_Assignment:_ Make an exact copy of the listing below.

_Information provided:_
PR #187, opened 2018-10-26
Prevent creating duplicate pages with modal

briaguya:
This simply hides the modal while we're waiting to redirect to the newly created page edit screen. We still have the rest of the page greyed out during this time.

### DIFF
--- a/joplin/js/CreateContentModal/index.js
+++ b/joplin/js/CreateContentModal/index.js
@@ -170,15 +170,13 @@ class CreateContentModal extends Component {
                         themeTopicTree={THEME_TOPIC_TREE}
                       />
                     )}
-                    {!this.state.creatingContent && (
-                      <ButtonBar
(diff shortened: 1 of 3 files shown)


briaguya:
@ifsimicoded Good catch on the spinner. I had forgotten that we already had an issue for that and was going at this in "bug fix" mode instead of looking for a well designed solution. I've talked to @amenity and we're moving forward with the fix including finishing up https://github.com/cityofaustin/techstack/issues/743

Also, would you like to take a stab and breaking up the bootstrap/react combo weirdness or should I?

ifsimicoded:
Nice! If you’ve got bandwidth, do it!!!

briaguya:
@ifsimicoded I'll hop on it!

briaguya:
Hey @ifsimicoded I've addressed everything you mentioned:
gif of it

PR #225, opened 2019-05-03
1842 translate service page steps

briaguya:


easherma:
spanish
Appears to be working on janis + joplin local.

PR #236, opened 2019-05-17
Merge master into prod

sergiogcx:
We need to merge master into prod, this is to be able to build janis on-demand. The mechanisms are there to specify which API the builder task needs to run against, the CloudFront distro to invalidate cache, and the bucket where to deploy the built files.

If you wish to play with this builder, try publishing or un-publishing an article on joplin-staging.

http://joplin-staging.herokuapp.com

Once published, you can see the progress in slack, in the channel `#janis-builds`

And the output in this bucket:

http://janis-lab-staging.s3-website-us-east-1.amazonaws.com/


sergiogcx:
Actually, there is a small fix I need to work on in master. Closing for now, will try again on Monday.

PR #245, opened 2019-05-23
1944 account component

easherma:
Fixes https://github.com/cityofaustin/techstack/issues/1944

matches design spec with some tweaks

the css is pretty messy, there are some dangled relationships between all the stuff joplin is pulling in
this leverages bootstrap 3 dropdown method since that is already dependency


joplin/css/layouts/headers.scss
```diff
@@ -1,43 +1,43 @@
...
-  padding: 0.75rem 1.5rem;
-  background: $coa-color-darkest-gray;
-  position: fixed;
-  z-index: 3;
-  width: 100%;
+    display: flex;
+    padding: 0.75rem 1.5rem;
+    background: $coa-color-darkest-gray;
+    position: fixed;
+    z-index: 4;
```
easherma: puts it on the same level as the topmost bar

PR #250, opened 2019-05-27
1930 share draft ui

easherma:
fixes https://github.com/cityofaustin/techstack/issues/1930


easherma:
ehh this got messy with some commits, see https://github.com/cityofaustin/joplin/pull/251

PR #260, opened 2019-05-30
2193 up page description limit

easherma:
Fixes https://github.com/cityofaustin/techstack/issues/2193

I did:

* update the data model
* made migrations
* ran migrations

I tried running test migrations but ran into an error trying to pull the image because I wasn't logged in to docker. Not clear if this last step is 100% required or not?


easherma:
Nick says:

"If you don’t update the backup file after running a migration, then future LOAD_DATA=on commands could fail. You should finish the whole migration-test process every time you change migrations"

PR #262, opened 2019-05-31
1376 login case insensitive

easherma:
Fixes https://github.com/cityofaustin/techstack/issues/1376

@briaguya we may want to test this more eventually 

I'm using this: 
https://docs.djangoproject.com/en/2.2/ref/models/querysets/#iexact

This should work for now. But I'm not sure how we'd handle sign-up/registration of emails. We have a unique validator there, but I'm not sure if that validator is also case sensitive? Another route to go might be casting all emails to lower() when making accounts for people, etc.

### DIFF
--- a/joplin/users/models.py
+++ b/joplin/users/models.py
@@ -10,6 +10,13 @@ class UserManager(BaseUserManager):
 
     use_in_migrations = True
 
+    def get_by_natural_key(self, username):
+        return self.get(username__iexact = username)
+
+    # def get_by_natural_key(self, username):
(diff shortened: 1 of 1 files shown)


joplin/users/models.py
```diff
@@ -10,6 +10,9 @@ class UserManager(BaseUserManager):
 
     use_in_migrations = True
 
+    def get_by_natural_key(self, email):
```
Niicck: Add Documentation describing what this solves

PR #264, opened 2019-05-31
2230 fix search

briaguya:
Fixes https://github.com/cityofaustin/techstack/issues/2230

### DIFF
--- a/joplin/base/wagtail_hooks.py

_Solution for this problem:_
PR #187, opened 2018-10-26
Prevent creating duplicate pages with modal

briaguya:
This simply hides the modal while we're waiting to redirect to the newly created page edit screen. We still have the rest of the page greyed out during this time.

### DIFF
--- a/joplin/js/CreateContentModal/index.js
+++ b/joplin/js/CreateContentModal/index.js
@@ -170,15 +170,13 @@ class CreateContentModal extends Component {
                         themeTopicTree={THEME_TOPIC_TREE}
                       />
                     )}
-                    {!this.state.creatingContent && (
-                      <ButtonBar
(diff shortened: 1 of 3 files shown)


briaguya:
@ifsimicoded Good catch on the spinner. I had forgotten that we already had an issue for that and was going at this in "bug fix" mode instead of looking for a well designed solution. I've talked to @amenity and we're moving forward with the fix including finishing up https://github.com/cityofaustin/techstack/issues/743

Also, would you like to take a stab and breaking up the bootstrap/react combo weirdness or should I?

ifsimicoded:
Nice! If you’ve got bandwidth, do it!!!

briaguya:
@ifsimicoded I'll hop on it!

briaguya:
Hey @ifsimicoded I've addressed everything you mentioned:
gif of it

PR #225, opened 2019-05-03
1842 translate service page steps

briaguya:


easherma:
spanish
Appears to be working on janis + joplin local.

PR #236, opened 2019-05-17
Merge master into prod

sergiogcx:
We need to merge master into prod, this is to be able to build janis on-demand. The mechanisms are there to specify which API the builder task needs to run against, the CloudFront distro to invalidate cache, and the bucket where to deploy the built files.

If you wish to play with this builder, try publishing or un-publishing an article on joplin-staging.

http://joplin-staging.herokuapp.com

Once published, you can see the progress in slack, in the channel `#janis-builds`

And the output in this bucket:

http://janis-lab-staging.s3-website-us-east-1.amazonaws.com/


sergiogcx:
Actually, there is a small fix I need to work on in master. Closing for now, will try again on Monday.

PR #245, opened 2019-05-23
1944 account component

easherma:
Fixes https://github.com/cityofaustin/techstack/issues/1944

matches design spec with some tweaks

the css is pretty messy, there are some dangled relationships between all the stuff joplin is pulling in
this leverages bootstrap 3 dropdown method since that is already dependency


joplin/css/layouts/headers.scss
```diff
@@ -1,43 +1,43 @@
...
-  padding: 0.75rem 1.5rem;
-  background: $coa-color-darkest-gray;
-  position: fixed;
-  z-index: 3;
-  width: 100%;
+    display: flex;
+    padding: 0.75rem 1.5rem;
+    background: $coa-color-darkest-gray;
+    position: fixed;
+    z-index: 4;
```
easherma: puts it on the same level as the topmost bar

PR #250, opened 2019-05-27
1930 share draft ui

easherma:
fixes https://github.com/cityofaustin/techstack/issues/1930


easherma:
ehh this got messy with some commits, see https://github.com/cityofaustin/joplin/pull/251

PR #260, opened 2019-05-30
2193 up page description limit

easherma:
Fixes https://github.com/cityofaustin/techstack/issues/2193

I did:

* update the data model
* made migrations
* ran migrations

I tried running test migrations but ran into an error trying to pull the image because I wasn't logged in to docker. Not clear if this last step is 100% required or not?


easherma:
Nick says:

"If you don’t update the backup file after running a migration, then future LOAD_DATA=on commands could fail. You should finish the whole migration-test process every time you change migrations"

PR #262, opened 2019-05-31
1376 login case insensitive

easherma:
Fixes https://github.com/cityofaustin/techstack/issues/1376

@briaguya we may want to test this more eventually 

I'm using this: 
https://docs.djangoproject.com/en/2.2/ref/models/querysets/#iexact

This should work for now. But I'm not sure how we'd handle sign-up/registration of emails. We have a unique validator there, but I'm not sure if that validator is also case sensitive? Another route to go might be casting all emails to lower() when making accounts for people, etc.

### DIFF
--- a/joplin/users/models.py
+++ b/joplin/users/models.py
@@ -10,6 +10,13 @@ class UserManager(BaseUserManager):
 
     use_in_migrations = True
 
+    def get_by_natural_key(self, username):
+        return self.get(username__iexact = username)
+
+    # def get_by_natural_key(self, username):
(diff shortened: 1 of 1 files shown)


joplin/users/models.py
```diff
@@ -10,6 +10,9 @@ class UserManager(BaseUserManager):
 
     use_in_migrations = True
 
+    def get_by_natural_key(self, email):
```
Niicck: Add Documentation describing what this solves

PR #264, opened 2019-05-31
2230 fix search

briaguya:
Fixes https://github.com/cityofaustin/techstack/issues/2230

### DIFF
--- a/joplin/base/wagtail_hooks.py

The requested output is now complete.